After considering the facts in the light of the decisions of the Hon'ble Delhi High Court in the case of Vishnu Industrial Gases [P] Ltd in 229 ITR 1988 dated 6.5.2008 and the case of Dinesh Kumar Goel 331 ITR 10, the CIT(A) deleted the addition and concluded that the assessee has shown the receipts received from these parties in the subsequent year.
8 Before us, the ld. DR could not point out any factual error in the findings of the CIT(A).
The ld. AR, on the other hand, relied upon the findings of the CIT(A).
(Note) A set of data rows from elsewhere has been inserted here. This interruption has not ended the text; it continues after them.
PR #313, opened 2024-09-12
build: Use build-system pybind11 over Git submodule

### LINKED ISSUE #309: fastjet is not numpy 2 compatible
All that needs to be done is to move to pybind11 >= 2.12 and to also compile against numpy 2 when building.

matthewfeickert:
Resolves #309 

* Update lower bound on build-system pybind11 to v2.12.0 to add support for compiling for NumPy 2.0.
   - c.f. https://github.com/pybind/pybind11/releases/tag/v2.12.0
* Remove pybind11 submodule to use build-system instead.
* Add an easy to parse log of the environment used for each test, which is useful for debugging differences between CI jobs seperated in time.

For reference, the `pybind11` Git submodule was added in https://github.com/scikit-hep/fastjet/commit/0f9f8fff63761aa63a50471f22880b579b1e6ff2 by @jpivarski, though as this wasn't part of a PR I'm not sure why the Git submodule approach was used over [the other `pybind11` install methods](https://pybind11.readthedocs.io/en/stable/installing.html).

### DIFF
--- a/pyproject.toml
+++ b/pyproject.toml
@@ -2,7 +2,7 @@
 requires = [
     "setuptools>=42",
     "setuptools_scm[toml]>=3.4",
-    "pybind11>=2.6.1",
+    "pybind11>=2.12.0",
 ]
 build-backend = "setuptools.build_meta"
 
--- a/.github/workflows/ci.yml
+++ b/.github/workflows/ci.yml
@@ -60,6 +60,9 @@ jobs:
           echo $PATH
           python -m pip install '.[test]' -v
 
+      - name: List installed Python packages
+        run: python -m pip list
+
       - name: Test package
         run: python -m pytest -vv -rs -Wd
 
--- a/.gitmodules
+++ b/.gitmodules
@@ -1,9 +1,6 @@
 [submodule "fastjet"]
 	path = extern/fastjet-core
 	url = https://gitlab.com/fastjet/fastjet.git
-[submodule "pybind11"]
-	path = pybind11
-	url = https://github.com/pybind/pybind11.git
 [submodule "fastjet-contrib"]
 	path = extern/fastjet-contrib
 	url = https://github.com/cms-externals/fastjet-contrib.git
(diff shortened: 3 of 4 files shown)


henryiii:
Why do you have pybind11 and numpy as build requirements? Pybind11 doesn't require numpy at build time.

henryiii:
I don't see any usage of `numpy.h`.

matthewfeickert:
> Why do you have pybind11 and numpy as build requirements?

Error on my part as I didn't read Issue #309 carefully enough and didn't do a `git grep` to check. I'll fix this now. Thanks for pointing this out.

matthewfeickert:
> I don't see any usage of `numpy.h`.
> ...
> Why do you have pybind11 and numpy as build requirements? Pybind11 doesn't require numpy at build time. That's one of it's key selling points, actually.

Ah yes, as you point out

https://github.com/scikit-hep/fastjet/blob/28ec47c78d5042142278cecbc09d1acec0c8a34e/src/_ext.cpp#L20

`pybind11` takes care of that for us.

pyproject.toml
```diff
@@ -2,7 +2,7 @@
 requires = [
     "setuptools>=42",
     "setuptools_scm[toml]>=3.4",
-    "pybind11>=2.6.1",
+    "pybind11>=2.12.0",
```
matthewfeickert, line 5: I guess this isn't really necessary(?) to bump it given that there's already a lower bound here, but I guess signaling this also doesn't hurt.

matthewfeickert:
@lgray can you comment on the original issues that caused you to open Issue https://github.com/scikit-hep/fastjet/issues/309? I'm not actually clear on what about `fastjet` should be incompatible with NumPy 2.0.

matthewfeickert:
As no one has commented yet, I'm going to merge this myself. As always, PRs approved by a single dev can be reverted as needed by the rest of the dev team.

We have heard the rival submissions and have given a thoughtful consideration to the orders of the authorities below. The chart exhibited elsewhere clearly depicts that the assessee has rectified the entry in the subsequent years and has shown the income as mentioned in the chart elsewhere. In the light of the decision of the Hon'ble High Court of Delhi [supra] we do not find any error or infirmity in the findings of the CIT(A). Accordingly, the ground raised by the Revenue is dismissed.
In the result, the appeal of the Revenue in stands dismissed. The order is pronounced in the open court on 04.09.2019.